Performance Degradation of a Spacecraft Electron Cyclotron Resonance Neutralizer and Its Mitigation

摘要

The electron cyclotron resonance microwave discharge ion thruster μ 10, installed in the Japanese asteroid explorer Hayabusa, experienced trouble during a round-trip voyage between Earth and an asteroid due to degradation of the neutralizer. The neutralizer is a critical component limiting the thruster lifetime. The mechanism of the performance degradation is investigated here to find out methods to extend its lifetime for next-generation μ10 thrasters.
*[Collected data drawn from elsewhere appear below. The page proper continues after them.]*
PR #7859, opened 2022-05-23
[build-utils] Add getWorkspacePackagePaths function

### LINKED ISSUE #7749: [Monorepo Detection] Add getWorkspacePackagePaths helper function
```ts
/** 
 *  Gets the list of workspace package paths based on the configuration 
 * 
 * @example
 *
 * my-repo
 * |-- packages
 * |    |-- api-1
 * |    |-- api-2
 * |-- package.json
 * |-- pnpm-workspaces.yaml // packages: ["packages/*"]
 *
 * const fs = new ... // based on 'my-repo'
 * const workspace = { ..., type: "pnpm" }
 * getWorkspacePackagePaths({ fs, workspace }) => [
 *   "my-repo/packages/api-1",
 *   "my-repo/packages/api-2"
 * ]
 */
function getWorkspacePackagePaths(fs: DetectorFilesystem, workspace: Workspace): string[]
```

agadzik:
Gets the package paths from the workspace definition for a given git repository

```ts
/** 
 *  Gets the list of workspace package paths based on the configuration 
 * 
 * @example
 *
 * my-repo
 * |-- packages
 * |    |-- api-1
 * |    |-- api-2
 * |-- package.json
 * |-- pnpm-workspaces.yaml // packages: ["packages/*"]
 *
 * const fs = new ... // based on 'my-repo'
 * const workspace = { ..., type: "pnpm" }
 * getWorkspacePackagePaths({ fs, workspace }) => [
 *   "my-repo/packages/api-1",
 *   "my-repo/packages/api-2"
 * ]
 */
function getWorkspacePackagePaths(fs: DetectorFilesystem, workspace: Workspace): string[]
```

### Related Issues

Closes https://github.com/vercel/vercel/issues/7749

#### Tests

#### Code Review


packages/build-utils/src/fs/get-glob-fs.ts
```diff
@@ -0,0 +1,68 @@
...
+import { DetectorFilesystem } from '../detectors/filesystem';
+
+type GlobFs = typeof fs;
+
+export function getGlobFs(_fs: DetectorFilesystem): GlobFs {
+  const readdir = (
+    path: fs.PathLike,
+    callback: (err: NodeJS.ErrnoException | null, files: string[]) => void
+  ): void => {
+    console.log('readdir');
```
EndangeredMassa: Remove the `console.log` calls?

packages/build-utils/src/fs/glob.ts
```diff
@@ -45,6 +45,8 @@ export default async function glob(
 
   const files = await vanillaGlob(pattern, options);
 
+  console.log('glob', files, pattern, options);
```
styfle: Please remove

packages/build-utils/src/fs/glob.ts
```diff
@@ -67,5 +69,7 @@ export default async function glob(
     }
   }
 
+  console.log('glob results', results);
```
styfle: Please remove

packages/build-utils/src/fs/get-glob-fs.ts
```diff
@@ -0,0 +1,73 @@
...
+        });
+      })
+      .catch(err => callback(err, { isSymbolicLink: () => false } as fs.Stats));
+  };
+
+  return {
+    readdir: readdir as typeof fs.readdir,
+    lstat: stat as typeof fs.lstat,
+    stat: stat as typeof fs.stat,
+  } as typeof fs;
```
styfle: `as typeof fs` seems wrong since it doesn't have all methods defined. The caller might try `fs.writeFile()` and it would be undefined at runtime but TS would say its defined at build time

packages/build-utils/src/workspaces/get-workspace-package-paths.ts
```diff
@@ -0,0 +1,112 @@
+import _path from 'path';
+import yaml from 'js-yaml';
+import glob from 'glob';
+import { DetectorFilesystem } from '../detectors/filesystem';
+import { Workspace } from './get-workspaces';
+import { getGlobFs } from '../fs/get-glob-fs';
+
+const path = _path.posix;
```
styfle: Lets not call this `path` because it could be misleading. How about keeping it as `posix` or `posixPath`?

packages/build-utils/src/workspaces/get-workspace-package-paths.ts
```diff
@@ -0,0 +1,112 @@
...
+export interface GetWorkspacePackagePathsOptions extends GetPackagePathOptions {
+  fs: DetectorFilesystem;
+  workspace: Workspace;
+}
+
+export async function getWorkspacePackagePaths({
+  fs,
+  workspace,
+}: GetWorkspacePackagePathsOptions): Promise<string[]> {
+  const { type, rootPath: workspaceRootPath } = workspace;
```
styfle: Any reason to use `workspaceRootPath` but not `workspaceType`? Seems like they should both be renamed or neither

packages/build-utils/src/fs/glob.ts
```diff
@@ -8,7 +8,7 @@ import FileFsRef from '../file-fs-ref';
 
 export type GlobOptions = vanillaGlob_.IOptions;
 
-interface FsFiles {
+export interface FsFiles {
```
styfle: Why is this exported? I'm not seeing it used anywhere

packages/build-utils/test/unit.get-workspaces-package-paths.test.ts
```diff
@@ -0,0 +1,38 @@
+import path from 'path';
+import { getWorkspaces } from '../src/workspaces/get-workspaces';
+import { getWorkspacePackagePaths } from '../src/workspaces/get-workspace-package-paths';
+import { FixtureFilesystem } from './utils/fixture-filesystem';
+
+describe.each<[string[], string]>([
+  [['/a', '/b'], '21-npm-workspaces'],
```
styfle: Lets swap the order here so the fixture name is first

packages/build-utils/src/workspaces/get-workspace-package-paths.ts
```diff
@@ -0,0 +1,112 @@
...
+  ).flat();
+}
+
+async function getPackageJsonWorkspacePackagePaths({
+  fs,
+}: GetPackagePathOptions): Promise<string[]> {
+  const packageJsonAsBuffer = await fs.readFile('package.json');
+  const { workspaces } = JSON.parse(
+    packageJsonAsBuffer.toString()
+  ) as PackageJsonWithWorkspace;
```
styfle, line 91:
```suggestion
  const pkgContent = await fs.readFile('package.json', 'utf8');
  const { workspaces } = JSON.parse(pkgContent) as PackageJsonWithWorkspace;
```

packages/build-utils/src/workspaces/get-workspace-package-paths.ts
```diff
@@ -0,0 +1,112 @@
...
+      throw new Error(`Unknown workspace implementation: ${type}`);
+  }
+
+  return results.map(packagePath => {
+    return path.join(workspaceRootPath, path.dirname(packagePath));
+  });
+}
+
+type PackageJsonWithWorkspace = {
+  workspaces:
```
styfle:
```suggestion
  workspaces?:
```

This should be optional in the case when its missing

packages/build-utils/src/workspaces/get-workspace-package-paths.ts
```diff
@@ -0,0 +1,112 @@
...
+    | {
+        packages: string[];
+        noHoist?: string[];
+      }
+    | string[];
+};
+
+type PnpmWorkspaces = {
+  packages: string[];
```
styfle:
```suggestion
  packages?: string[];
```

This should be optional for the case when its missing

packages/build-utils/src/fs/get-glob-fs.ts
agadzik: `glob` only ever uses these three functions.  If we were to remove the casting, how would we define `writeFile` for example?

Something like this? 

```ts
writeFile: (...) => throw new Error("not implemented")
```

packages/build-utils/src/workspaces/get-workspace-package-paths.ts
```diff
@@ -0,0 +1,112 @@
...
+  packages: string[],
+  fs: DetectorFilesystem
+): Promise<string[]> {
+  return (
+    await Promise.all(
+      packages.map(
+        packageGlob =>
+          new Promise<string[]>((resolve, reject) => {
+            glob(
+              path.join(packageGlob, 'package.json').replace(/\\/g, '/'),
```
styfle: You might be able to use the existing `normalizePath()` function from build-utils here

packages/build-utils/src/fs/get-glob-fs.ts
styfle: Yeah that might be good so at least the line number will tell us what when wrong if glob ever changes its implementation. Not sure how many methods need to be added here 🤔

packages/build-utils/src/fs/get-glob-fs.ts
```diff
@@ -0,0 +1,73 @@
...
+import { DetectorFilesystem } from '../detectors/filesystem';
+
+type GlobFs = typeof fs;
+
+function normalizePath(path: string) {
+  // on windows, this will return a path like
+  // D:/c/package.json
+  // since we abstract the filesystem, we need to remove windows specific info from the path
+  // and let the FS decide how to process the path
+  return path.replace(/^[a-zA-Z]:/, '');
```
styfle, line 12: Do we need to account for backslash? `\`

packages/build-utils/src/workspaces/get-workspace-package-paths.ts
agadzik: The `readFile` function of `DetectorFilesystem` only supports a `name` as a argument, and returns back a Promised `Buffer`


```ts
protected abstract _readFile(name: string): Promise<Buffer>;
```

packages/build-utils/src/fs/get-glob-fs.ts
agadzik: No because we call `normalizePath` from build-utils when invoking `glob`. Just looking to remove the drive letter from the path in the case of win32

`D:/c/package.json` => `/c/package.json`

packages/build-utils/src/workspaces/get-workspace-package-paths.ts
styfle: Seems fine as long as `glob` or other places calling `readFile()` dont expect to be able to use the options param

packages/build-utils/src/workspaces/get-workspace-package-paths.ts
chloetedder: changed to just use `type, rootPath`

packages/build-utils/src/fs/get-glob-fs.ts
chloetedder: I tried adding the above `writeFile: (...) => throw new Error("not implemented")` but was getting some wild errors. Going to try a couple other ways

chloetedder:
```
type GlobFs = {
  readdir: typeof fs.readdir,
  lstat: typeof fs.lstat,
  stat: typeof fs.stat,
};
```

What if we change the return type for `getGlobFs` to the above because those are the only 3 functions we care about

chloetedder: Actually that wouldn't work for where we utilize `getGlobFs`
```return {
    ...fs,
    readdir: readdir as typeof fs.readdir,
    lstat: stat as typeof fs.lstat,
    stat: stat as typeof fs.stat,
  };
```

Do we not want to return any of the other properties from `fs`? There are like ~82 besides `writeFile` we would have to manually add which seems also not right to do

agadzik: > Actually that wouldn't work for where we utilize `getGlobFs`
> 
> ```
>     ...fs,
>     readdir: readdir as typeof fs.readdir,
>     lstat: stat as typeof fs.lstat,
>     stat: stat as typeof fs.stat,
>   };
> ```
> 
> Do we not want to return any of the other properties from `fs`? There are like ~82 besides `writeFile` we would have to manually add which seems also not right to do

This would definitely prevent errors, but might make `glob` return unexpected results.

styfle: Lets use a Proxy here to catch unexpected method calls

agadzik: @styfle recommended we use `Proxy` instead 🙌 

```ts
return new Proxy(fs, {
    get(_target, prop) {
      switch (prop) {
        case 'readdir':
          return readdir;
        case 'lstat':
        case 'stat':
          return stat;
        default:
          throw new Error('Not Implemented');
      }
    },
  });
```

packages/build-utils/src/workspaces/get-workspace-package-paths.ts
```diff
@@ -0,0 +1,113 @@
...
+
+  return results.map(packagePath => {
+    return posixPath.join(rootPath, posixPath.dirname(packagePath));
+  });
+}
+
+type PackageJsonWithWorkspace = {
+  workspaces?:
+    | {
+        packages: string[];
```
styfle:
```suggestion
        packages?: string[];
```

packages/build-utils/src/fs/get-glob-fs.ts
```diff
@@ -0,0 +1,82 @@
...
+          isBlockDevice: () => false,
+          isCharacterDevice: () => false,
+          isDirectory: () => !isPathAFile,
+          isFIFO: () => false,
+          isFile: () => isPathAFile,
+          isSocket: () => false,
+          isSymbolicLink: () => false,
+        });
+      })
+      .catch(err => callback(err, { isSymbolicLink: () => false } as fs.Stats));
```
styfle: I thought that error cases should return `null` for the second param in the callback

packages/build-utils/test/unit.get-workspaces-package-paths.test.ts
```diff
@@ -0,0 +1,38 @@
...
+    const fs = new FixtureFilesystem(fixture);
+
+    const workspaces = await getWorkspaces({ fs });
+    const actualPackagePaths = (
+      await Promise.all(
+        workspaces.map(workspace => getWorkspacePackagePaths({ fs, workspace }))
+      )
+    ).flat();
+
+    expect(actualPackagePaths).toEqual(expect.arrayContaining(packagePaths));
```
styfle:
```suggestion
    expect(actualPackagePaths).toEqual(packagePaths);
```

Lets ensure an exact match

styfle (approved):
Thanks!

Fault tree analysis during on-the-spot inspections of the neutralizer, previously used for 20,000 h endurance testing on the ground and in experimental simulations, leads to the following proposed degradation mechanism. The internal-surface materials are sputtered by doubly ionized xenon and accumulate on other surfaces, forming thin films containing iron. Next, thermal cycles result in the peeloff of the thin films due to the difference between the thermal expansions of the films and the base plates. Finally, thin films containing iron (that is, ferromagnetic flakes) are magnetically attracted to the tips of the magnetic circuit These flakes inhibit plasma production, resulting in a performance degradation of the neutralizer. A magnetic circuit covered with molybdenum as a sputtering-resistant material is shown to be effective in prolonging the life of the neutralizer.